Output, without alteration, the first line of the entries and each line after it, stopping with the line that contains "Currently if any".

Dataset excerpts:
= Beginning of Section =

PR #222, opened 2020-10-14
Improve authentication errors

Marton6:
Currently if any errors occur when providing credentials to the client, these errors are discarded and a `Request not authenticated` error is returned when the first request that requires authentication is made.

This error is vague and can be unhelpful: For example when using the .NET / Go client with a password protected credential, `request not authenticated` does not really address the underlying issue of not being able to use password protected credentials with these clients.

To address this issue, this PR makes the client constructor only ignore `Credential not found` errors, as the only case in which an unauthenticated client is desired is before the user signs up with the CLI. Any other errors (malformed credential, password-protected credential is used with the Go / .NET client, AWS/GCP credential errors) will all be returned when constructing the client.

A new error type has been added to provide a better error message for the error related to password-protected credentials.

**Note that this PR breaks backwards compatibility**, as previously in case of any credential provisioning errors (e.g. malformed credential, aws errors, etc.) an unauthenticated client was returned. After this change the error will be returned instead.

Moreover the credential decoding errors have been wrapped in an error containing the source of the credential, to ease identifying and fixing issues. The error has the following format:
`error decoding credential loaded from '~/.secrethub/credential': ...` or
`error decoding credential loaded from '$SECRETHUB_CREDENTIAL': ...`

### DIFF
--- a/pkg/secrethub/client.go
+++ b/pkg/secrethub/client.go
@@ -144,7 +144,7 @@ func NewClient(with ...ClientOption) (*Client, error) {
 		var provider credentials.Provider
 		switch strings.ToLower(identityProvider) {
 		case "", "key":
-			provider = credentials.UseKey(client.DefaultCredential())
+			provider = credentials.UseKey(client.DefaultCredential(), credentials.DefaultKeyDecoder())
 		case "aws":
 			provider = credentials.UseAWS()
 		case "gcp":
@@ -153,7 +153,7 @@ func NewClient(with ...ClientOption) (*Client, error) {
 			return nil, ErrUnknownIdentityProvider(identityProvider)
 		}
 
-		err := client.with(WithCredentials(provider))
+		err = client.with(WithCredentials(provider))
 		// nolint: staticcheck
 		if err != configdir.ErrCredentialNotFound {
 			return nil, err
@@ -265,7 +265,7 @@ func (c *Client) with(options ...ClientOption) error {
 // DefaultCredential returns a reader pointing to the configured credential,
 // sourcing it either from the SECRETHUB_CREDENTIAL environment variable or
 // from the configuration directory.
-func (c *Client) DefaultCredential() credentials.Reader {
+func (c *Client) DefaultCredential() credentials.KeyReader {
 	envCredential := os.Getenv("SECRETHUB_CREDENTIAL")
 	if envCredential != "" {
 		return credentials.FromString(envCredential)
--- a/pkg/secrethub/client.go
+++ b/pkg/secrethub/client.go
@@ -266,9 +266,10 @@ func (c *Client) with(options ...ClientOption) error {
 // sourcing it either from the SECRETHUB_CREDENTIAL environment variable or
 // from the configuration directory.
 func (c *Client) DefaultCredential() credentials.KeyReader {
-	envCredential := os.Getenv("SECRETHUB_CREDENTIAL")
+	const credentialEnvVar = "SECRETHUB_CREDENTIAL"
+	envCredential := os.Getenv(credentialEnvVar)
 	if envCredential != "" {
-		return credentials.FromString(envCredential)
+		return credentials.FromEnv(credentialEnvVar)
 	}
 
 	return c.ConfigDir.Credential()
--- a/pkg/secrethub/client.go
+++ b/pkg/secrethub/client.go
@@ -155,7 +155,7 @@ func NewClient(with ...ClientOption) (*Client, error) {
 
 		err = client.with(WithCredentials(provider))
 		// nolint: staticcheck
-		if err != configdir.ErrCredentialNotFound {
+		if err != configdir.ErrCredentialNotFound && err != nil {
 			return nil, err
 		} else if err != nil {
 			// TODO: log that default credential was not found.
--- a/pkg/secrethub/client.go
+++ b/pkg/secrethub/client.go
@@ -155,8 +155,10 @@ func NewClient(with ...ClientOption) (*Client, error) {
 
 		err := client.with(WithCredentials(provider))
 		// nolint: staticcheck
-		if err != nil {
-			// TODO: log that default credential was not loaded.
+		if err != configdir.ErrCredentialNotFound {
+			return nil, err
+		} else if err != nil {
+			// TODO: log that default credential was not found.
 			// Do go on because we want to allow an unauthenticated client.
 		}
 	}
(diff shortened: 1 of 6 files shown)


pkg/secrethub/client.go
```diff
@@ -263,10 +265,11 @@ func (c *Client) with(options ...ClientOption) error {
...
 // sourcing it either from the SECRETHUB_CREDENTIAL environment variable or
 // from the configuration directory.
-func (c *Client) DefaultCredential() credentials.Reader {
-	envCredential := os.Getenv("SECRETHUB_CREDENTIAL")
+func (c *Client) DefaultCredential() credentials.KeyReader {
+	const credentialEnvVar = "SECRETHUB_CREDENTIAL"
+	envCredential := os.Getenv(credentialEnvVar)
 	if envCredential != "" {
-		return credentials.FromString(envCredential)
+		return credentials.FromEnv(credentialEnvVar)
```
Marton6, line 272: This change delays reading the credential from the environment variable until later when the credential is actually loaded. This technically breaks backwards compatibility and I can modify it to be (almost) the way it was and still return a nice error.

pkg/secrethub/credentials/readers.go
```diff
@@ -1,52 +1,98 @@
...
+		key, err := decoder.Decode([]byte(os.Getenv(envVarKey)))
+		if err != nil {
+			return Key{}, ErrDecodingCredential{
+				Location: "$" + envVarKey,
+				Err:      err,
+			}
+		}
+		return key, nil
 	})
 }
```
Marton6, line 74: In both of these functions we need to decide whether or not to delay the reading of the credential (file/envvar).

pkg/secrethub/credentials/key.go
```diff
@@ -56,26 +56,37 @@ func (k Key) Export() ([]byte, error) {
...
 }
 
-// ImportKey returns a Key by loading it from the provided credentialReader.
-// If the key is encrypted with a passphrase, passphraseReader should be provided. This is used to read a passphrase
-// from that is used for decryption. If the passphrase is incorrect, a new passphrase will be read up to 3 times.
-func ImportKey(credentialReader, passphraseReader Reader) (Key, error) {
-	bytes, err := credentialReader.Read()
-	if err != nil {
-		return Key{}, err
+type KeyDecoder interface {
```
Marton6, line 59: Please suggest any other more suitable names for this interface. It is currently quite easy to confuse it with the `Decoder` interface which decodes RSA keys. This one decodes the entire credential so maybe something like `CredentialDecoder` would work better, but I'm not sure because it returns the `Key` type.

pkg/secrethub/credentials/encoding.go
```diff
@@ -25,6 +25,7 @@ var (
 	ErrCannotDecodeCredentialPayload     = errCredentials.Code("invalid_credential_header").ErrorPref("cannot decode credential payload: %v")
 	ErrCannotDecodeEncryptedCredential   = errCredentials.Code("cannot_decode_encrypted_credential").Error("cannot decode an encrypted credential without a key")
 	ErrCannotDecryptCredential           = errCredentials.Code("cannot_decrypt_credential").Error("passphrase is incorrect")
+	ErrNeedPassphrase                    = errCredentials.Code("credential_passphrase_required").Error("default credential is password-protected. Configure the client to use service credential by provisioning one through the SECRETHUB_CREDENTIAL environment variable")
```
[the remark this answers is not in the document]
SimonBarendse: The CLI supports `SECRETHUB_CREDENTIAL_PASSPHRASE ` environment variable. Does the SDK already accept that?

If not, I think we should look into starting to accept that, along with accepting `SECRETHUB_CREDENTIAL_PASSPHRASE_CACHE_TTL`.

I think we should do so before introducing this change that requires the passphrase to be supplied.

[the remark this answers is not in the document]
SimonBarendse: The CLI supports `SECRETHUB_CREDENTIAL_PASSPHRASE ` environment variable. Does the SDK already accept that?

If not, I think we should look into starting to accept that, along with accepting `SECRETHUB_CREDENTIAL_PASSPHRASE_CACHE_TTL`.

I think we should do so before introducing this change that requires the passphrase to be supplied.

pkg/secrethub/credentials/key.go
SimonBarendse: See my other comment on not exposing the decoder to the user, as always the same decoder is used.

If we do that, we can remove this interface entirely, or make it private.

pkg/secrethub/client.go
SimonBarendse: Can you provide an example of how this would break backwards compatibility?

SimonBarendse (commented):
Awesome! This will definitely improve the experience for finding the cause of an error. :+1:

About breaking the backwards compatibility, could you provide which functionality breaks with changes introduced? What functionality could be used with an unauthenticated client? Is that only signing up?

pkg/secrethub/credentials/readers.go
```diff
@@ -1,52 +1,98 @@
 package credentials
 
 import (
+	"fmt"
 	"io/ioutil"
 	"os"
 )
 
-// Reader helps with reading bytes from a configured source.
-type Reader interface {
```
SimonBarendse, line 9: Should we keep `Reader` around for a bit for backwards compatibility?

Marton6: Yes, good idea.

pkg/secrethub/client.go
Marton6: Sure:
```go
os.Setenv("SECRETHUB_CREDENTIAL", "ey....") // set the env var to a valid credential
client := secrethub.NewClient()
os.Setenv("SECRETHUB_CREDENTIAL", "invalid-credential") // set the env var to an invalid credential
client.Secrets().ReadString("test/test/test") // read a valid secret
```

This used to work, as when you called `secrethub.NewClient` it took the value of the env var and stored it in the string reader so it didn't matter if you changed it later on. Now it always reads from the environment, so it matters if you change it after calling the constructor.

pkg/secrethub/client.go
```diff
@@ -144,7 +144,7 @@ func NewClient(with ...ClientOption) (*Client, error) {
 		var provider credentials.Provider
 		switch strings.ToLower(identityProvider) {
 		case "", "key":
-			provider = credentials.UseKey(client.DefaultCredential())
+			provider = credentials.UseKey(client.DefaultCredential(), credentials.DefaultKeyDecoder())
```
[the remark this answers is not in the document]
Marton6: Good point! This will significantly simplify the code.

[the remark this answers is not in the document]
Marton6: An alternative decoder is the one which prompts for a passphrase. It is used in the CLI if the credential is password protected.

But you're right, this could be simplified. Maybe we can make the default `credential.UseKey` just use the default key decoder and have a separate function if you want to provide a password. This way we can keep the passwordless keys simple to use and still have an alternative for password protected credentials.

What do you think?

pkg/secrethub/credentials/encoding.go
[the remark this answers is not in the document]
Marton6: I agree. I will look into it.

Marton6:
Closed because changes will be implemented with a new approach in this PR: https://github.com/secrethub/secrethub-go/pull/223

= End of Section =

▸ Solution to this exercise
PR #222, opened 2020-10-14
Improve authentication errors

Marton6:
Currently if any errors occur when providing credentials to the client, these errors are discarded and a `Request not authenticated` error is returned when the first request that requires authentication is made.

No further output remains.